An intuitive explanation is that `BB(N)`

“optimally” uses the space given to it to express arbitrarily sophisticated mathematical ideas. For that reason, it grows faster than fast-growing computable functions e.g. `Ackermann(N, M)`

, or `TREE(N)`

, because at some point it will “embed” them.

## 6. What percentage of programs converge?

In other words, for a randomly selected program of any length, what is the likelihood that it converges? We can represent this via a single real number, but notably this number itself is non-computable.

In other words, there is no algorithm which will generate N bits of the answer. This number is known as Chaitin’s constant, Ω.

Notably, you *can* write a function that, over time, executes in parallel all programs of successively longer lengths, whereby when one converges it is counted towards a running percentage. As the program continues running, this tallied percentage approaches Chaitin’s constant - although it may do this so slowly that it’s inpracticable.

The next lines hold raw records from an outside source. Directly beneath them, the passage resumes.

PR #10391, opened 2025-02-04
Use shared DataFormats code

JeremyKuhne:
This uses the shared DataFormats code from System.Private.Windows.Core.

Note that locking is handled by the shared code so there is no need to do so when adding the WPF specific types. The only reason they need added is that casing will stick with whatever the first request is. That is, if you ask for "XAML" that will be the string Windows gives back, not "Xaml".
 ###### Microsoft Reviewers: [Open in CodeFlow](https://microsoft.github.io/open-pr/?codeflow=https://github.com/dotnet/wpf/pull/10391)

### DIFF
--- a/src/Microsoft.DotNet.Wpf/src/PresentationCore/GlobalSuppressions.cs
+++ b/src/Microsoft.DotNet.Wpf/src/PresentationCore/GlobalSuppressions.cs
@@ -1,0 +1,28 @@
+﻿// Licensed to the .NET Foundation under one or more agreements.
+// The .NET Foundation licenses this file to you under the MIT license.
+
+using System.Diagnostics.CodeAnalysis;
+
+[assembly: SuppressMessage("Style", "IDE1006:Naming Styles", Justification = "Public API", Scope = "member", Target = "~F:System.Windows.DataFormats.Text")]
+[assembly: SuppressMessage("Style", "IDE1006:Naming Styles", Justification = "Public API", Scope = "member", Target = "~F:System.Windows.DataFormats.UnicodeText")]
+[assembly: SuppressMessage("Style", "IDE1006:Naming Styles", Justification = "Public API", Scope = "member", Target = "~F:System.Windows.DataFormats.Dib")]
+[assembly: SuppressMessage("Style", "IDE1006:Naming Styles", Justification = "Public API", Scope = "member", Target = "~F:System.Windows.DataFormats.Bitmap")]
+[assembly: SuppressMessage("Style", "IDE1006:Naming Styles", Justification = "Public API", Scope = "member", Target = "~F:System.Windows.DataFormats.EnhancedMetafile")]
+[assembly: SuppressMessage("Style", "IDE1006:Naming Styles", Justification = "Public API", Scope = "member", Target = "~F:System.Windows.DataFormats.CommaSeparatedValue")]
+[assembly: SuppressMessage("Style", "IDE1006:Naming Styles", Justification = "Public API", Scope = "member", Target = "~F:System.Windows.DataFormats.Dif")]
+[assembly: SuppressMessage("Style", "IDE1006:Naming Styles", Justification = "Public API", Scope = "member", Target = "~F:System.Windows.DataFormats.FileDrop")]
+[assembly: SuppressMessage("Style", "IDE1006:Naming Styles", Justification = "Public API", Scope = "member", Target = "~F:System.Windows.DataFormats.Html")]
+[assembly: SuppressMessage("Style", "IDE1006:Naming Styles", Justification = "Public API", Scope = "member", Target = "~F:System.Windows.DataFormats.Locale")]
+[assembly: SuppressMessage("Style", "IDE1006:Naming Styles", Justification = "Public API", Scope = "member", Target = "~F:System.Windows.DataFormats.MetafilePicture")]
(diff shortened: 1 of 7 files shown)


src/Microsoft.DotNet.Wpf/src/PresentationCore/System/Windows/DataFormats.cs
```diff
@@ -1,472 +1,190 @@
...
-        /// Forms uses to store string objects. This
-        /// field is read-only.
-        /// </summary>
-        public static readonly string StringFormat = typeof(string).FullName;
-
-        /// <summary>
-        /// Specifies a format that encapsulates any type of Windows Design
-        /// object. This field is read-only.
-        /// </summary>
-        public static readonly string Serializable = "PersistentObject";
```
miloush, line 243: `DataFormatNames.Serializable` seems to be `WindowsForms10PersistentObject` rather than `PersistentObject`. Isn't that a breaking change?

miloush:
Where can I see the value of `PInvokeCore.INK_SERIALIZED_FORMAT`?

src/Microsoft.DotNet.Wpf/src/PresentationCore/System/Windows/dataobject.cs
```diff
@@ -2732,20 +2732,19 @@ private object GetDataFromHGLOBAL(string format, IntPtr hglobal)
                     {
                         data = ReadStringFromHandle(hglobal, false);
                     }
-                    else if (IsFormatEqual(format, DataFormats.UnicodeText) ||
-                             IsFormatEqual(format, DataFormats.ApplicationTrust))
+                    else if (IsFormatEqual(format, DataFormats.UnicodeText))
```
Kuldeep-MS, line 2735: why we are removing `IsFormatEqual(format, DataFormats.ApplicationTrust))` check?

JeremyKuhne: Because it was specific to CAS scenarios on .NET Framework. It has also been removed in WinForms.

miloush: Although not directly related to the code change, is the idea that objects from low-trust .NET Framework applications can be transferred to full-trust .NET Core applications?

JeremyKuhne: @miloush I'd have to dig deeper to give you a full answer, but you can see one of the types involved in the reference source for WPF.

https://referencesource.microsoft.com/#PresentationCore/Core/CSharp/MS/Internal/[ConstrainedDataObject.cs](https://referencesource.microsoft.com/#PresentationCore/Core/CSharp/MS/Internal/ConstrainedDataObject.cs)

miloush: that's what caused my prompt, since this will no longer be used for low-trust FW objects...

https://referencesource.microsoft.com/#PresentationCore/Core/CSharp/System/Windows/Clipboard.cs,810

src/Microsoft.DotNet.Wpf/src/PresentationCore/System/Windows/dataobject.cs
```diff
@@ -1469,23 +1470,22 @@ private int GetDataIntoOleStructsByTypeMedimHGlobal(string format, object data,
             {
                 hr = SaveStringToHandle(medium.unionmember, data.ToString(), false /* unicode */, doNotReallocate);
             }
-            else if (IsFormatEqual(format, DataFormats.UnicodeText)||
-                     IsFormatEqual(format, DataFormats.ApplicationTrust))
+            else if (IsFormatEqual(format, DataFormats.UnicodeText))
```
Kuldeep-MS, line 1473: why we are skippin `IsFormatEqual(format, DataFormats.ApplicationTrust)` check?

src/Microsoft.DotNet.Wpf/src/PresentationCore/GlobalSuppressions.cs
```diff
@@ -0,0 +1,28 @@
+﻿// Licensed to the .NET Foundation under one or more agreements.
+// The .NET Foundation licenses this file to you under the MIT license.
+
+using System.Diagnostics.CodeAnalysis;
+
+[assembly: SuppressMessage("Style", "IDE1006:Naming Styles", Justification = "Public API", Scope = "member", Target = "~F:System.Windows.DataFormats.Text")]
```
Kuldeep-MS, line 6: Why we are suppressing all these CodeAnalysis messages?

Kuldeep-MS (approved):
Changes looks good to me. Can you please add the reference to the PR which is handling the new common code for dataformats?

src/Microsoft.DotNet.Wpf/src/PresentationCore/GlobalSuppressions.cs
JeremyKuhne: Because they are existing public API that violate guidelines. Putting the suppressions here instead of inline makes the code easier to read.

JeremyKuhne:
> Changes looks good to me. Can you please add the reference to the PR which is handling the new common code for dataformats?

The primary refactoring was https://github.com/dotnet/winforms/pull/12802. The shared code had a number of other edits past that.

In the limit, Chaitin’s constant requires `O(BB(N))`

steps to find the first `N`

bits of the answer. Since `BB(N)`

is itself non-computable, we cannot calculate how much time would be needed to find the first `N`

bits.

## 7. What is the shortest program that diverges?

Within the lambda calculus, the shortest expression which diverges is omega, i.e. `(λx. x x) (λx. x x)`

, because it can undergo an arbitrary number of *beta reductions*.

## 8. Can programs eventually converge to longer expressions?

Yes. Here is an example:

```
(λm. λn. n m) (λf. λx. f f x) (λf. λx. f f f f f x)
--> ...
--> (λf. λx. f f f f f f f f f f f f f f f f f f f f f f f f f f f f f f f f x)
```

This is a very tedious process, and I would need to write a program to do it, but the above form is an example of a lambda calculus program that eventually converges to a form longer than itself.

This example utilizes Church encoding. In the above initial expression, the term `(λm. λn. n m)`

represents exponentiation, while the other two terms represent `2`

and `5`

respectively. This expression reduces to the correct result, which is `32`

.

This is the basis of compression.

## 9. What is the shortest program which converges to a given value?

By “value”, we mean a non-reducible expression, i.e. one in which *beta reduction* cannot be performed.

This is non-computable - there is no function that computes the shortest program that converges to a given value, nor is there a function which computes the *length* of the shortest program which converges to a given value.

This is essentially Kolmogorov complexity, which is non-computable for a given value.

In practice, neural networks are quite good at compressing data. This is likely due to the universal approximation theorem of neural networks. Finite-size neural networks can represent computable functions, but it’s unclear how much they can represent non-computable functions.